What is needed:
Find every line in the listing below that includes the word "watched", then give only how many there are.

Source data:
Issue #80289, opened 2019-07-18
Migrate all uses of leader-election to use Lease API


wojtek-t:
Currently, Kubernetes components (scheduler, kcm, ...) are using leader election that is based on either Endpoints or ConfigMap objects.
Given that both of these are watched by different components, this is generating a lot of unnecessary load.

We should migrate all leader-election to use Lease API (that was designed exactly for this case).

The tricky part is that in order to do that safely, I think the only reasonable way of doing that would be to:
- in the first phase switch components to:
  1. acquire lock on the current object (endpoints or configmap)
  2. acquire lock on the new lease object
  3. only the proceed with its regular functionality
  [ loosing any of those two, should result in panicing and restarting the component]
- in the second phase (release after) remove point 1

@kubernetes/sig-scalability-bugs

wojtek-t:
@tedyu - if you would like to help with that, it would be great

wojtek-t:
This is basically a spin-off from https://github.com/kubernetes/kubernetes/issues/14733 that we never did.

shyamjvs:
@wojtek-t Do you think this is something we can add to sig-scalability "good first issues"?

wojtek-t:
Added help-wanted - not sure it's really a good "first contribution" issue. Will tag couple more.

ricky1993:
I can help to do with it. @wojtek-t

wojtek-t:
@ricky1993 - great! Please ping my on slack (wojtekt) if you have any questions about this.

tedyu:
I am also interested in contributing.
Since there are multiple components, it would be good to keep discussion on this issue so that more people can get to know how the migration is done.

tedyu:
@ricky1993 
Let me know your progress.
I assume I can contribute to the component(s) which you haven't covered.

justinsb:
A big user of leader-election is kubebuilder operators.  They use leader election to ensure that only a single instance is active.  Do we have advice on whether it's better to use leader-election or a StatefulSet of size 1 to achieve this?

Using leader election requires more RBAC permissions, and it sounds like it's suboptimal from a scalability point of view also; I'm wondering if there's a reason to prefer leader-election.

wojtek-t:
Actually, let me clarify couple things:
- the reason why leader-election use to be expensive is that it was using Endpoints object, which in turn is watched by all kube-proxies, DNS instances etc.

Expected answer:
2